◆ What to produce ◆
Given the listing below, write out exactly the lines starting with the line that has "I still think" and going on through the line that has "-20,7 +20,6 @@", both kept.
============
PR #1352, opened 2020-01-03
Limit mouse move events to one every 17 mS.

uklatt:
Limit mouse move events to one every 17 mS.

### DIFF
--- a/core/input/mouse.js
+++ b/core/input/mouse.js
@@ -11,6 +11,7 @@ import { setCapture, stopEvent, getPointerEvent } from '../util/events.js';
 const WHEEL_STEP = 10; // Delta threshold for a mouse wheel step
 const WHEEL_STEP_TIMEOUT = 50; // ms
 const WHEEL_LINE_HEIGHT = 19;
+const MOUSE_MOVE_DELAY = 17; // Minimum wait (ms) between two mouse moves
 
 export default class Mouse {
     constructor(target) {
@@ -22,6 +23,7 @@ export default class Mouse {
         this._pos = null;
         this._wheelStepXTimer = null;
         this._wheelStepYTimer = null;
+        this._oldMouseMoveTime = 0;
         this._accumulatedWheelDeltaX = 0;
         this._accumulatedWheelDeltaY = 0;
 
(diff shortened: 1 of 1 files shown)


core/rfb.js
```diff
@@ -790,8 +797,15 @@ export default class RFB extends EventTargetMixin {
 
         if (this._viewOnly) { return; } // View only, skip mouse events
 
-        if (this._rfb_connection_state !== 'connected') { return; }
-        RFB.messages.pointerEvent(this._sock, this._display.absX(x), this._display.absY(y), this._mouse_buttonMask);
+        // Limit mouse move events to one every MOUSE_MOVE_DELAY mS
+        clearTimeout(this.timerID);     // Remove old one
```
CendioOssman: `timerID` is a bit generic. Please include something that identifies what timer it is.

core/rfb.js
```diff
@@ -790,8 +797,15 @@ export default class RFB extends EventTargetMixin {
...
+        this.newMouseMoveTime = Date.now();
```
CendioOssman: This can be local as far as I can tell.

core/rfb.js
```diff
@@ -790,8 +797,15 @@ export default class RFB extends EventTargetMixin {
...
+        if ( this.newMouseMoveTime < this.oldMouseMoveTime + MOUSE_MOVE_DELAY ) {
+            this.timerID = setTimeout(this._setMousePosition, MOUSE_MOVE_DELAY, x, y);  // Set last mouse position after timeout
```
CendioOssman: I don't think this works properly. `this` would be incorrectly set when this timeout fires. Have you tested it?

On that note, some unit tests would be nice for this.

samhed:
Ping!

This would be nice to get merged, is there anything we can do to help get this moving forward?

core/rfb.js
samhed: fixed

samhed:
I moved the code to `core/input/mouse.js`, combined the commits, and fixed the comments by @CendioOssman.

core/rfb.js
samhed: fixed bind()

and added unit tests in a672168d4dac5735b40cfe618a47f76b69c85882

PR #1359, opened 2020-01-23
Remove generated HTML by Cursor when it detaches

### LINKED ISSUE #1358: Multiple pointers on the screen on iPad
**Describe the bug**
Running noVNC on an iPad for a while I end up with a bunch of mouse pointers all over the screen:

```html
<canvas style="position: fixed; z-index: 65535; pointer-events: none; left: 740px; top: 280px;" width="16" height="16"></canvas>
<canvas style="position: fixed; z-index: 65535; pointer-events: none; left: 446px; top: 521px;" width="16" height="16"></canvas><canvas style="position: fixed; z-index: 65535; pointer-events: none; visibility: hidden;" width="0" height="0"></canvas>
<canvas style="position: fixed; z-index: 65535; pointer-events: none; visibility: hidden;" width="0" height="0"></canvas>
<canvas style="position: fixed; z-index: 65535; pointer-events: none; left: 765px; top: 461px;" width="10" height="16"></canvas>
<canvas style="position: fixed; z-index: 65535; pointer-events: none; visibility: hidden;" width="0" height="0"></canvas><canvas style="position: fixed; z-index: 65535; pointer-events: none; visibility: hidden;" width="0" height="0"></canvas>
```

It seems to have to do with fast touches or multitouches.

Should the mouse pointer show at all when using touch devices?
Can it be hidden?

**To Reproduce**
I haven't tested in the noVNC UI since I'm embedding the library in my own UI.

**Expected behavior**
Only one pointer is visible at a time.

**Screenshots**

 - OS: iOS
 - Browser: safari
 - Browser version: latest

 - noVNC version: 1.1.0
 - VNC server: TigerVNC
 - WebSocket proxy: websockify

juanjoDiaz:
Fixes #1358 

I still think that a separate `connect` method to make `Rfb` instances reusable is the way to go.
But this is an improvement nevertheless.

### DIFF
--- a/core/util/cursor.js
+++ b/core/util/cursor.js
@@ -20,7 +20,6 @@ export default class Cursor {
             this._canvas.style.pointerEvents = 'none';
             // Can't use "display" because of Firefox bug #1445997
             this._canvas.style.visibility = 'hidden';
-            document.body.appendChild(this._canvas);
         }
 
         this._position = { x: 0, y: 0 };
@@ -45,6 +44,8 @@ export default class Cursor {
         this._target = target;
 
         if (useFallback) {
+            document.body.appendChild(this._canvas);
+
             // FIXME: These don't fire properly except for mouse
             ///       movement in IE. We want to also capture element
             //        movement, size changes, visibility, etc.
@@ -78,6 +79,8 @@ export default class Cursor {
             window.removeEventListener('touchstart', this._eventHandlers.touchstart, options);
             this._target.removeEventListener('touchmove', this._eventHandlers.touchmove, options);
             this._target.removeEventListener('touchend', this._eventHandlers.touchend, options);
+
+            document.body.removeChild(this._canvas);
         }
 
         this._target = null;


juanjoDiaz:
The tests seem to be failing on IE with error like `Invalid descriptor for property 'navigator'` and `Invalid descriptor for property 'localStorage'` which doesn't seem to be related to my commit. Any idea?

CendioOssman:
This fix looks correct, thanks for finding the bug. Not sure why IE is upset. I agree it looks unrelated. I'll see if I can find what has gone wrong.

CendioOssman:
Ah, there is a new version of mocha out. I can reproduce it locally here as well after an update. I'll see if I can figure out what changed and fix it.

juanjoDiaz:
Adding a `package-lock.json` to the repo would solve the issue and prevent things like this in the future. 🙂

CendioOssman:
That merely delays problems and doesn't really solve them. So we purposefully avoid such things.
============
◆ Exercise solution ◆
I still think that a separate `connect` method to make `Rfb` instances reusable is the way to go.
But this is an improvement nevertheless.

### DIFF
--- a/core/util/cursor.js
+++ b/core/util/cursor.js
@@ -20,7 +20,6 @@ export default class Cursor {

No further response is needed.